* Saved entries
= = =
PR #1070, opened 2024-01-09
Add theme overrides for ChoiceCard component

oliverabrahams:
## What are you changing?

- Added a Theme Override to the props for the Choice Card component.
- Updated the name of the theme variables to match what is used in [figma](https://www.figma.com/file/wQEC3OHlazYJMk1xdCnVsr/Component-variations-for-CSTI?type=design&node-id=0-1&mode=design&t=9XzDkZ4YcfLoKCBU-0)
- Added a dark mode option to the choice card component

Current way of providing a theme:
```
<ThemeProvider theme={myTheme}>
  <ChoiceCard>
    Select
  </ChoiceCard>
</ThemeProvider>
```

Updated way of providing a theme. Any variables you supply in the object are optional. You can override one or multiple of the defaults 
```
const myTheme: ChoiceCardTheme = {backgroundSelected: palette.brand[500]}
<ChoiceCard theme={myTheme}>
  Select
</ChoiceCard>
```

## Why?

- WebX need to implement dark mode in DCR for apps. 
- This is a proof of concept for a different way for the theme to be provided to components in source-react-components


libs/@guardian/source-react-components/src/choice-card/ChoiceCard.stories.tsx
```diff
@@ -35,7 +37,38 @@ export default {
 };
 
 const Template: Story<ChoiceCardProps> = (args: ChoiceCardProps) => (
-	<ChoiceCard {...args} />
+	<div style={{ columns: 5 }}>
```
joecowton1, line 40: Are these better as 3 separate stories?

libs/@guardian/source-react-components/src/choice-card/ChoiceCard.stories.tsx
```diff
@@ -35,7 +37,38 @@ export default {
...
+		<ChoiceCard {...args} />
+
+		{/* Can use all available values */}
+		<ThemeProvider
+			theme={{
+				choiceCard: {
+					...choiceCardThemeDefault.choiceCard,
+					backgroundUnSelected: 'green',
```
joecowton1, line 48: could we use Guardian palette colours in the examples?

libs/@guardian/source-react-components/src/choice-card/ChoiceCard.tsx
```diff
@@ -49,6 +55,10 @@ export interface ChoiceCardProps
 	 * The type of input you want
 	 */
 	type?: 'radio' | 'checkbox';
+	/**
+	 * A component level theme to override the colour palette of the button
+	 */
+	theme?: ChoiceCardTheme | 'light' | 'dark';
```
joecowton1, line 61: I think i imagined we were going to treat any 'dark' theme as the just the same as any other theming option - if we're specifying it here then that gives it some kind of special status

libs/@guardian/source-react-components/src/choice-card/ChoiceCard.tsx
```diff
@@ -81,14 +92,50 @@ export const ChoiceCard = ({
...
+	};
 	// prevent the animation firing if a Choice Card has been checked by default
 	const [userChanged, setUserChanged] = useState(false);
 
 	return (
 		<>
 			<input
 				css={(theme: Theme) => [
-					input(theme.choiceCard),
+					input(getCombinedTheme(transformProvidedTheme(theme.choiceCard))),
```
joecowton1, line 138: it looks like we always call these functions together - can we not just put the transform inside getCombined theme?

libs/@guardian/source-react-components/src/choice-card/ChoiceCard.tsx
```diff
@@ -81,14 +92,50 @@ export const ChoiceCard = ({
...
+	): ChoiceCardFullTheme => {
+		if (typeof theme !== 'string' && theme) {
+			return {
+				...choiceCardThemeLight,
+				...providedTheme,
+				...theme,
+			};
+		}
+		if (typeof theme === 'string') {
+			switch (theme) {
```
joecowton1, line 122: see earlier comment - this feels wrong to have a separate switch between light and dark mode. are we not just wanting to give the option of passing a dark mode theme in?

joecowton1 (approved):

libs/@guardian/source-react-components/src/choice-card/theme.ts
```diff
@@ -12,10 +27,40 @@ export const choiceCardThemeDefault = {
...
-		textHover: palette.brand[400],
+		textHover: palette.brand[500],
 		borderHover: palette.brand[500],
 		textError: palette.error[400],
 		borderError: palette.error[400],
 	},
 	...userFeedbackThemeDefault,
 };
+
+export const choiceCardThemeDark = {
```
joecowton1, line 38: see other comments about making dark mode a special case

libs/@guardian/source-react-components/src/choice-card/theme.ts
```diff
@@ -1,6 +1,21 @@
...
+	borderUnSelected?: string;
+	borderSelected?: string;
+	borderHover?: string;
+	borderError?: string;
+	backgroundUnSelected?: string;
+	backgroundHover?: string;
+	backgroundSelected?: string;
+	backgroundTick?: string;
+}
+/** @deprecated use ChoiceCardThemeLight **/
```
jamesmockett, line 18: Should the deprecation warning say something about not using `ThemeProvider` too as we want people to use the `theme` prop rather than simply swapping themes?

```suggestion
/** @deprecated Use `choiceCardThemeLight` and `theme` prop instead of `ThemeProvider` **/
```

libs/@guardian/source-react-components/src/choice-card/ChoiceCard.stories.tsx
oliverabrahams: Moved this to a new story. What do you think?

oliverabrahams: Actually just deleted it

libs/@guardian/source-react-components/src/choice-card/theme.ts
```diff
@@ -12,10 +27,25 @@ export const choiceCardThemeDefault = {
...
-		textHover: palette.brand[400],
+		textHover: palette.brand[500],
 		borderHover: palette.brand[500],
 		textError: palette.error[400],
 		borderError: palette.error[400],
 	},
 	...userFeedbackThemeDefault,
 };
+
+export const choiceCardTheme = {
```
joecowton1, line 38: we could type this fwiw

oliverabrahams: done

libs/@guardian/source-react-components/src/choice-card/ChoiceCard.stories.tsx
oliverabrahams: Do you think 2 stories, One for recommended theming and one for backwards compatibility. Or just one for recommended

oliverabrahams: Screenshot 2024-01-11 at 16 43 29

oliverabrahams: https://635a6fffacd30d393597c1ff-uixqjbdlzi.chromatic.com/?path=/docs/choicecard-theming--docs

joecowton1: Sorry Ollie, actually thinking about it this might get a bit much if we do this for each component. Can we just have an additional story within the ChoiceCard stories that demonstrates an alternative theme?

oliverabrahams: :'(

oliverabrahams: https://635a6fffacd30d393597c1ff-qtrtddfvkq.chromatic.com/?path=/docs/choicecard--docs

libs/@guardian/source-react-components/src/choice-card/theme.ts
```diff
@@ -1,6 +1,25 @@
...
+	borderHover?: string;
+	borderError?: string;
+	backgroundUnselected?: string;
+	backgroundHover?: string;
+	backgroundSelected?: string;
+	backgroundTick?: string;
+}
+
+export type ChoiceCardFullTheme = {
+	[P in keyof ChoiceCardTheme]-?: ChoiceCardTheme[P];
```
sndrs, line 20: what is this doing? can't quite get mu head around it

libs/@guardian/source-react-components/src/choice-card/styles.ts
```diff
@@ -61,9 +61,7 @@ export const gridColumns: { [key in ChoiceCardColumns]: SerializedStyles } = {
 	5: gridColumnsStyle(5),
 };
 
-export const input = (
-	choiceCard = choiceCardThemeDefault.choiceCard,
-): SerializedStyles => css`
+export const input = (choiceCard = choiceCardTheme): SerializedStyles => css`
```
sndrs, line 64:
```suggestion
export const input = (theme = choiceCardTheme): SerializedStyles => css`
```

libs/@guardian/source-react-components/src/choice-card/theme.ts
oliverabrahams: This just provides a type with all the new properties without the optional `?` which is used for the function which returns the theme to the functions in styles.ts

sndrs (approved):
= = =
* Assignment
Your answer should be the lines of the records that include the word "myTheme".

* Task solution
<ThemeProvider theme={myTheme}>
const myTheme: ChoiceCardTheme = {backgroundSelected: palette.brand[500]}
<ChoiceCard theme={myTheme}>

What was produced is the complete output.